The effect of myosin RLC phosphorylation in normal and cardiomyopathic mouse hearts.

Phosphorylation of the myosin regulatory light chain (RLC) by Ca(2+)-calmodulin-activated myosin light chain kinase (MLCK) is known to be essential for the inotropic function of the heart. In this study, we have examined the effects of MLCK-phosphorylation of transgenic (Tg) mouse cardiac muscle preparations expressing the D166V (aspartic acid to valine)-RLC mutation, identified to cause familial hypertrophic cardiomyopathy with malignant outcomes. Our previous work with Tg-D166V mice demonstrated a large increase in the Ca(2+) sensitivity of contraction, reduced maximal ATPase and force and a decreased level of endogenous RLC phosphorylation. Based on studies demonstrating the beneficial and/or protective effects of cardiac myosin phosphorylation for heart function, we hypothesized that an ex vivo phosphorylation of Tg-D166V cardiac muscle may rescue the detrimental contractile phenotypes observed earlier at the level of single myosin molecules and in Tg-D166V papillary muscle fibres. We showed that MLCK-induced phosphorylation of Tg-D166V cardiac myofibrils and muscle fibres was able to increase the reduced myofibrillar ATPase and reverse an abnormally increased Ca(2+) sensitivity of force to the level observed for Tg-wild-type (WT) muscle. However, in contrast to Tg-WT, which displayed a phosphorylation-induced increase in steady-state force, the maximal tension in Tg-D166V papillary muscle fibres decreased upon phosphorylation. With the exception of force generation data, our results support the notion that RLC phosphorylation works as a rescue mechanism alleviating detrimental functional effects of a disease causing mutation. Further studies are necessary to elucidate the mechanism of this unexpected phosphorylation-induced decrease in maximal tension in Tg-D166V-skinned muscle fibres.

Single molecule kinetics in the familial hypertrophic cardiomyopathy D166V mutant mouse heart.

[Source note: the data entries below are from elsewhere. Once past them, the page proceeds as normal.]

PR #1866, opened 2026-03-26
HDF5: Close operations also upon failure

franzpoeschel:
Basically our entire HDF5 implementation is a resource leak in the error case. This PR uses RAII to implement a deferred cleanup operation (similar to how Go handles resource freeing)

TODO:

- [x] Add a test for this: Do some kind of nonexistent attribute read, the HDF5 handle will stay open, HDF5 will fail upon writing to the Series for a second time
- [x] fix this for the entire remaining HDF5 implementation......
- [x] Verify the vibe-coded commit

### DIFF
--- a/include/openPMD/auxiliary/Defer.hpp
+++ b/include/openPMD/auxiliary/Defer.hpp
@@ -1,5 +1,6 @@
 #pragma once
 
+#include <functional>
 #include <type_traits>
 #include <utility>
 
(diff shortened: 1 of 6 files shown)


include/openPMD/auxiliary/Defer.hpp
```diff
@@ -0,0 +1,46 @@
+#pragma once
```
ax3l, line 1:
```suggestion
/* Copyright 2017-2026 Franz Poeschel, Axel Huebl
 *
 * This file is part of openPMD-api.
 *
 * openPMD-api is free software: you can redistribute it and/or modify
 * it under the terms of of either the GNU General Public License or
 * the GNU Lesser General Public License as published by
 * the Free Software Foundation, either version 3 of the License, or
 * (at your option) any later version.
 *
 * openPMD-api is distributed in the hope that it will be useful,
 * but WITHOUT ANY WARRANTY; without even the implied warranty of
 * MERCHANTABILITY or FITNESS FOR A PARTICULAR PURPOSE.  See the
 * GNU General Public License and the GNU Lesser General Public License
 * for more details.
 *
 * You should have received a copy of the GNU General Public License
 * and the GNU Lesser General Public License along with openPMD-api.
 * If not, see <http://www.gnu.org/licenses/>.
 */
#pragma once
```

PR #1873, opened 2026-04-20
Do not initially emplace any value for the cached Iteration index

franzpoeschel:
this avoids subtle bugs
followup to #1860


guj (approved):
nice catch!

PR #1874, opened 2026-04-21
Use most recent main branch of toml11

franzpoeschel:
Needed for these commits

* https://github.com/ToruNiina/toml11/pull/291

One of the sarcomeric mutations associated with a malignant phenotype of familial hypertrophic cardiomyopathy (FHC) is the D166V point mutation in the ventricular myosin regulatory light chain (RLC) encoded by the MYL2 gene. In this report we show that the rates of myosin cross-bridge attachment and dissociation are significantly different in isometrically contracting cardiac myofibrils from right ventricles of transgenic (Tg)-D166V and Tg-WT mice. We have derived the myosin cross-bridge kinetic rates by tracking the orientation of a fluorescently labeled single actin molecule. Orientation (measured by polarized fluorescence) oscillated between two states, corresponding to the actin-bound and actin-free states of the myosin cross-bridge. The rate of cross-bridge attachment during isometric contraction decreased from 3 s(-1) in myofibrils from Tg-WT to 1.4 s(-1) in myofibrils from Tg-D166V. The rate of detachment decreased from 1.3 s(-1) (Tg-WT) to 1.2 s(-1) (Tg-D166V). We also showed that the level of RLC phosphorylation was largely decreased in Tg-D166V myofibrils compared to Tg-WT. Our findings suggest that alterations in the myosin cross-bridge kinetics brought about by the D166V mutation in RLC might be responsible for the compromised function of the mutated hearts and lead to their inability to efficiently pump blood.